Problem to solve: What is needed here is an exact copy of every record below.

# # #

PR #2681, opened 2026-08-31
Validate default_window_size and default_max_packet_size in Transport

### LINKED ISSUE #2545: [BUG] - Validate ftpPort in paramiko.Transport(ftpHost, ftpPort)

Client

SFTP

3.5.1

3.10.8

Windows 11

_No response_

_No response_

### Expected/desired behavior

That a `.Transport()` initialize without error.  But it should reports errors if it is passed bad values.

### Actual behavior

Consider this working code `paramiko.Transport('myURL', 21)` If 21 is instead '21' the transport fails at CONSUMPTION as `paramiko.SFTPClient.from_transport(transport)` claiming "TypeError: '<' not supported between instances of 'int' and 'str'"

1) port value should be validated as initiated in `.Transport()`; not at consumption.
2) '22' (a string) is more type accurate for its intention, vs. an int, because this value is concatenated into a string as part of a URL.

### How to reproduce

`paramiko.Transport('myURL', '21')`

### Anything else?

The IntelliSense & online signature of .Transport() is nothing like every example out there.  Common uses are `.Transport(stringHOST, intPORT)`.  The definition is parameter#1=Socket(Sock) & parameter#2=default_window_size(int).

afonsojanu:
Closes #2545.

Transport's constructor takes default_window_size and default_max_packet_size, but never checked that either was actually an int. Pass a string (which is easy to do by accident, since Transport's signature is sock plus these kwargs, not a two-argument host/port constructor the way it reads at first glance) and it gets stored just fine. The failure only shows up later, inside clamp_value, when it tries min(your_value, MAX_WINDOW_SIZE) and hits a TypeError comparing str against int, deep inside channel or SFTP setup rather than at the call that actually caused it.

That's the exact scenario in the linked issue: someone called Transport('host', '21') expecting host/port semantics, and instead got a confusing crash from SFTPClient.from_transport much later.

Both values now get a type check right where they're assigned, so a bad type raises TypeError immediately with a message naming which argument was wrong, instead of surfacing wherever the value first gets compared against something.

Added two tests alongside the existing test_sanitze_window_size/test_sanitze_packet_size, confirmed they fail without the fix (constructor happily accepts the string, and I reproduced the original clamp_value TypeError manually to make sure the new check catches the same case) and pass with it. Ran the full transport test suite, 99 passed / 2 skipped, same skips as before this change. flake8 clean on both files.

### DIFF
--- a/paramiko/transport.py
+++ b/paramiko/transport.py
@@ -513,6 +513,14 @@ class Transport(threading.Thread, ClosingContextManager):
         self.channel_events = {}  # (id -> Event)
         self.channels_seen = {}  # (id -> True)
         self._channel_counter = 0
+        for arg_name, value in (
+            ("default_window_size", default_window_size),
+            ("default_max_packet_size", default_max_packet_size),
+        ):
+            if not isinstance(value, int):
+                raise TypeError(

# # #

Output below:
PR #2681, opened 2026-08-31
Validate default_window_size and default_max_packet_size in Transport

### LINKED ISSUE #2545: [BUG] - Validate ftpPort in paramiko.Transport(ftpHost, ftpPort)

Client

SFTP

3.5.1

3.10.8

Windows 11

_No response_

_No response_

### Expected/desired behavior

That a `.Transport()` initialize without error.  But it should reports errors if it is passed bad values.

### Actual behavior

Consider this working code `paramiko.Transport('myURL', 21)` If 21 is instead '21' the transport fails at CONSUMPTION as `paramiko.SFTPClient.from_transport(transport)` claiming "TypeError: '<' not supported between instances of 'int' and 'str'"

1) port value should be validated as initiated in `.Transport()`; not at consumption.
2) '22' (a string) is more type accurate for its intention, vs. an int, because this value is concatenated into a string as part of a URL.

### How to reproduce

`paramiko.Transport('myURL', '21')`

### Anything else?

The IntelliSense & online signature of .Transport() is nothing like every example out there.  Common uses are `.Transport(stringHOST, intPORT)`.  The definition is parameter#1=Socket(Sock) & parameter#2=default_window_size(int).

afonsojanu:
Closes #2545.

Transport's constructor takes default_window_size and default_max_packet_size, but never checked that either was actually an int. Pass a string (which is easy to do by accident, since Transport's signature is sock plus these kwargs, not a two-argument host/port constructor the way it reads at first glance) and it gets stored just fine. The failure only shows up later, inside clamp_value, when it tries min(your_value, MAX_WINDOW_SIZE) and hits a TypeError comparing str against int, deep inside channel or SFTP setup rather than at the call that actually caused it.

That's the exact scenario in the linked issue: someone called Transport('host', '21') expecting host/port semantics, and instead got a confusing crash from SFTPClient.from_transport much later.

Both values now get a type check right where they're assigned, so a bad type raises TypeError immediately with a message naming which argument was wrong, instead of surfacing wherever the value first gets compared against something.

Added two tests alongside the existing test_sanitze_window_size/test_sanitze_packet_size, confirmed they fail without the fix (constructor happily accepts the string, and I reproduced the original clamp_value TypeError manually to make sure the new check catches the same case) and pass with it. Ran the full transport test suite, 99 passed / 2 skipped, same skips as before this change. flake8 clean on both files.

### DIFF
--- a/paramiko/transport.py
+++ b/paramiko/transport.py
@@ -513,6 +513,14 @@ class Transport(threading.Thread, ClosingContextManager):
         self.channel_events = {}  # (id -> Event)
         self.channels_seen = {}  # (id -> True)
         self._channel_counter = 0
+        for arg_name, value in (
+            ("default_window_size", default_window_size),
+            ("default_max_packet_size", default_max_packet_size),
+        ):
+            if not isinstance(value, int):
+                raise TypeError(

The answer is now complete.